Stored items

PR #689, opened 2026-06-16
fix(credssp): server side CresSSP + SPNEGO + NTLM

### LINKED ISSUE #687: CredSspServer (Negotiate/NTLM) cannot complete a handshake with sspi's own CredSspClient: pubKeyAuth expected one leg too early

TheBestTvarynka:
Hi,

This PR fixes the same problem as #688. I rework the fix. See this comment for more details: https://github.com/Devolutions/sspi-rs/pull/688#discussion_r3420080799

AIM OF THE EXERCISE:
A single number is expected: how many lines in the records contain the string "NTLM".

COMPLETED EXERCISE:
2